Soon after his death, a joint resolution adopted by the Mississippi Legislature in 1948 established a commission to memorialize Theodore Gilmore Bilbo who “worked unceasingly and often alone to preserve Southern customs and traditions and in so doing sought to preserve the true American way of life … and particularly his efforts to preserve this state and nation by his successful fight against the enactment of national legislation, which would have destroyed the United State of America, if the same had been enacted.”
The resolution calls for the statue to be placed “in a prominent place on the first floor of the new Capitol building.”
Ketchings said he does not know if the resolution is still binding, but opted to keep the statue on the first floor as the resolution mandated.
On the same day that the statue was moved, a bust of Thomas Bailey, who served as governor in the 1940s, was transported from room 113 back to the state Department of Archives and History, which owns the bust.
There are no other statues in the Capitol other than a bust of Lt. Gov. Evelyn Gandy in a second-floor Senate committee room. Gandy served in various public offices in the state and is one of the few women in Mississippi elected to statewide office.
All the governors, including Bilbo, have portraits in the Capitol.
For years the statue was displayed prominently in the Capitol rotunda, but according to various accounts in the early 1980s during Capitol renovations then-Gov. William Winter had it moved to room 113.

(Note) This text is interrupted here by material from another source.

PR #996, opened 2018-12-08
Fix fnc image name in the ui

### LINKED ISSUE #990: UI: Refresh image tag on periodic basis
## Expected Behaviour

At the time, room 113 was not used as much as it is today. Multiple House committees meet in the room. In addition, the Legislative Black Caucus and the Republican caucus also meet there.
Bilbo served two terms as governor. After that, he was elected in the 1930s to the U.S. Senate where he fought against anti-lynching laws and advocated for the deportation of Blacks to Africa.
During a filibuster to try to block Senate passage of an anti-lynching bill, Bilbo said, “If you succeed in the passage of this bill, you will open the floodgates of hell in the South. Raping, mobbing, lynching, race riots, and crime will be increased a thousandfold; and upon your garments and the garments of those who are responsible for the passage of the measure will be the blood of the raped and outraged daughters of Dixie, as well as the blood of the perpetrators of these crimes that the red-blooded Anglo-Saxon White Southern men will not tolerate.”